**THE TASK:** All lines from the one containing "This PR resolves" to the final line of the material should be retyped exactly. Nothing else belongs in the response.

•••••

PR #304, opened 2021-07-22
feat(hyperlinking): hyperlinking URLs in the channel descriptions

dotamir:
Fix for #7.
Now with this fix, URLs on channel descriptions are clickable as hyperlinks.

**Note**: Regex for URLs detection is not quite a complete regex. As you know there are complex and more completed regex out there. If you prefer to use a more confident regex, let me know.

Example channel: [here](https://piped.kavin.rocks/channel/UCKlOmM_eB0nzTNiDFZibSSA)

Comments are welcome.

### DIFF
--- a/src/components/Channel.vue
+++ b/src/components/Channel.vue
@@ -4,7 +4,7 @@
     <div v-if="channel" v-show="!channel.error">
         <h1 class="uk-text-center"><img height="48" width="48" v-bind:src="channel.avatarUrl" />{{ channel.name }}</h1>
         <img v-if="channel.bannerUrl" v-bind:src="channel.bannerUrl" style="width: 100%" loading="lazy" />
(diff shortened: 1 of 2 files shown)


FireMasterK:
Hey! This would introduce a severe XSS vulnerability!

I will take a look at this tomorrow.

dotamir:
Hey. You're right. So we need to use purify html here?

FireMasterK:
Yes, you're right, there's a mixin for it too. 
v-html calls are unsafe, hence why we use dompurify.

dotamir:
@FireMasterK Just pushed a new commit for the issue you mentioned.

FireMasterK:
Finally got a chance to test it and it works perfectly as expected, thanks!

PR #564, opened 2026-06-02
#538 Cap matched rows, not scanned rows, for head() with a filter

### LINKED ISSUE #538: Potential inconsistency of the documented and actual behavior of head

iifawzi:
This PR resolves #538, capping on matched row instead of scanned, for head + filter

With a filter present, the workers now scan unbounded, and the cap is enforced over matches: the drain-side reader counts yielded matches, and the FilteredRowReader wrapper counts returned matches on the indexed and nested paths. 

The fetch layer also drops its scanned-position bounds when a filter is active (perRgMaxRows returns 0), so every statistics-surviving page stays fetchable; row-group and page pushdown remain the only pruning. 

The no-filter path is unchanged: the worker and fetch planner keep bounding scanned rows, where scanned equals yielded.

## Checklist

### DIFF
--- a/core/src/main/java/dev/hardwood/internal/reader/ColumnWorker.java
+++ b/core/src/main/java/dev/hardwood/internal/reader/ColumnWorker.java
@@ -98,6 +98,9 @@ public abstract class ColumnWorker<B> implements AutoCloseable {
     // === In-flight decode tasks (tracked so close() can await them) ===
     private final Set<CompletableFuture<Void>> inFlightDecodes = ConcurrentHashMap.newKeySet();
 
+    /// Sentinel for the `maxRows` / row-limit contract meaning "no limit".
+    static final long UNLIMITED = 0L;
+
     // === Drain assembly state (drain thread only) ===
     final long maxRows;
     long totalRowsAssembled;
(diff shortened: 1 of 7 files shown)


iifawzi:
On the other side, for examples repo, we need a way to document new behaviors/examples during development until the release

I'm thinking we can have a branch 1.0.0CR2 so all documentation work during 1.0.0CR1 lives there and it uses a local build of hardwood, which will be switched to upstream and merged to main before releasing 

haven't thought a lot about that, you might have better ideas @gunnarmorling

gunnarmorling:
LGTM, applying. Thanks a lot, @iifawzi!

•••••

**TASK OUTPUT:**
This PR resolves #538, capping on matched row instead of scanned, for head + filter

With a filter present, the workers now scan unbounded, and the cap is enforced over matches: the drain-side reader counts yielded matches, and the FilteredRowReader wrapper counts returned matches on the indexed and nested paths. 

The fetch layer also drops its scanned-position bounds when a filter is active (perRgMaxRows returns 0), so every statistics-surviving page stays fetchable; row-group and page pushdown remain the only pruning. 

The no-filter path is unchanged: the worker and fetch planner keep bounding scanned rows, where scanned equals yielded.

## Checklist

### DIFF
--- a/core/src/main/java/dev/hardwood/internal/reader/ColumnWorker.java
+++ b/core/src/main/java/dev/hardwood/internal/reader/ColumnWorker.java
@@ -98,6 +98,9 @@ public abstract class ColumnWorker<B> implements AutoCloseable {
     // === In-flight decode tasks (tracked so close() can await them) ===
     private final Set<CompletableFuture<Void>> inFlightDecodes = ConcurrentHashMap.newKeySet();
 
+    /// Sentinel for the `maxRows` / row-limit contract meaning "no limit".
+    static final long UNLIMITED = 0L;
+
     // === Drain assembly state (drain thread only) ===
     final long maxRows;
     long totalRowsAssembled;
(diff shortened: 1 of 7 files shown)


iifawzi:
On the other side, for examples repo, we need a way to document new behaviors/examples during development until the release

I'm thinking we can have a branch 1.0.0CR2 so all documentation work during 1.0.0CR1 lives there and it uses a local build of hardwood, which will be switched to upstream and merged to main before releasing 

haven't thought a lot about that, you might have better ideas @gunnarmorling

gunnarmorling:
LGTM, applying. Thanks a lot, @iifawzi!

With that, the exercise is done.